Creating Diverse Ensemble Classifiers to Reduce Supervision

August 30, 2005
Prem Melville | University of Texas at Austin

For many predictive modeling tasks, acquiring supervised training data for building accurate classifiers is often difficult or expensive. Training data may either be limited, or often additional data may be acquired, but there is a cost associated with the acquisition. We study the problem of learning with reduced supervision in three setting. First, in the pure supervised learning setting, where we try to maximize the utility of small datasets. Second, in a traditional active learning setting, where a large pool of unlabeled examples is available, and the learner can select training examples to be labeled. Third, in the setting of active feature-value acquisition, where the data contain missing feature-values, that may be acquired at a cost. For these settings, we present methods to learn more accurate models at lower costs of data acquisition. Our methods are based on a new technique for building a diverse ensemble of classifiers by using specially constructed artificial training examples.

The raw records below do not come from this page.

PR #1157, opened 2025-06-05
feat: add paginated checkboxes to optional fields

dionlow:


src/components/Configure/content/fields/OptionalFields/OptionalFieldsV2.tsx
```diff
@@ -59,35 +71,16 @@ export function OptionalFieldsV2() {
...
-                  />
-                );
-              }
-              return null;
-            })}
-          </CheckboxFieldsContainer>
-        </CheckboxGroup>
+        <CheckboxPagination
+          // set key so component is re-rendered when optional fields are updated
+          key={`${selectedObjectName}-${readOptionalFields?.length}`}
```
dionlow, line 76: without this key, the page will be saved across different objects causing some pages that don't exist (page 9 of 23). the key will force the page to re-render when the object changes

laurenzlong (approved):
Looks good! Minor tweak: can you try make the "1 of 2" text gray instead of black and see how it looks?

dionlow:
Screenshot 2025-06-09 at 2 26 03 PM

 secondary color typography.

Experiments demonstrate that our method, DECORATE, performs consistently better than bagging, boosting and Random Forests when training data is limited. We also show that DECORATE can be very effective for the tasks of active learning and active feature-value acquisition.

Speaker Details

Prem Melville is a Ph.D. candidate at the University of Texas at Austin under the supervision of Dr. Raymond Mooney. His research interests lie in Machine Learning and Data Mining; more specifically, he has worked in ensemble methods, active learning, active feature-value acquisition, recommender systems and class probability estimation.